*** Block opens ***
PR #1535, opened 2026-08-14
fix(data-marts): escape leading + values when exporting to Google Sheets

laskevych:
## Problem

Google Sheets parses a cell value that starts with `+` as the beginning of a formula. Exported values like `+Dri7…` (e.g. session identifiers) rendered as `#ERROR! Formula parse error` instead of the data, because the destination writes values with `valueInputOption: 'USER_ENTERED'`.

## Solution

`SheetValuesFormatter` now prefixes string values that start with `+` with an apostrophe (`'`) — the standard Sheets escape symbol. The cell displays the original value exactly as stored; the apostrophe is not part of the cell content.

Only `+` is escaped, deliberately:
- values starting with `=` stay untouched, so formulas can still be inserted as data (unlike Connected Sheets, which escapes everything and blocks formulas);
- numbers, dates, nulls and all other values are exported unchanged.

The escape is applied in the single value-formatting layer used by every write path (manual report runs, scheduled runs, MCP), so all export scenarios are covered. It is a first-char check per cell — no measurable impact on write time.

## Testing

- New `sheet-values-formatter.spec.ts`: `+` values get the apostrophe (including columns without a registered type formatter), `=` formulas and non-string values stay untouched, timestamp formatting still applies.
- `google-sheets-report-writer.spec.ts` — 35/35 green.
- `nest build`, eslint, prettier — clean.

### DIFF
--- a/apps/backend/src/data-marts/data-destination-types/google-sheets/services/sheet-formatters/sheet-values-formatter.spec.ts
+++ b/apps/backend/src/data-marts/data-destination-types/google-sheets/services/sheet-formatters/sheet-values-formatter.spec.ts
@@ -1,0 +1,90 @@
+import { BigQueryFieldType } from '../../../../data-storage-types/bigquery/enums/bigquery-field-type.enum';
+import { ReportDataHeader } from '../../../../dto/domain/report-data-header.dto';
+import { SheetValuesFormatter } from './sheet-values-formatter';
+
+describe('SheetValuesFormatter', () => {
+  let formatter: SheetValuesFormatter;
+
+  beforeEach(() => {
+    formatter = new SheetValuesFormatter();
+  });
+
+  describe('formatRowsValuesByName', () => {
+    const headersByName = new Map<string, ReportDataHeader>([
+      [
+        'session_id',
+        new ReportDataHeader('session_id', undefined, undefined, BigQueryFieldType.STRING),
+      ],
+      ['clicks', new ReportDataHeader('clicks', undefined, undefined, BigQueryFieldType.INTEGER)],
+    ]);
+    const finalNames = ['session_id', 'clicks'];
+
+    it('prefixes values starting with + with an apostrophe', () => {
+      const rows = [['+Dri7CMMPMBcFIRWcd8RP3AAIi0eVSDWK0PB7RnFQIc=', 42]];
+
+      const result = formatter.formatRowsValuesByName(rows, finalNames, headersByName, 'UTC');
+
+      expect(result).toEqual([["'+Dri7CMMPMBcFIRWcd8RP3AAIi0eVSDWK0PB7RnFQIc=", 42]]);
*** Block closes ***
**Problem:**
Your reply should consist solely of the number of lines above that contain the word "backend".

**Output for this exercise:**
2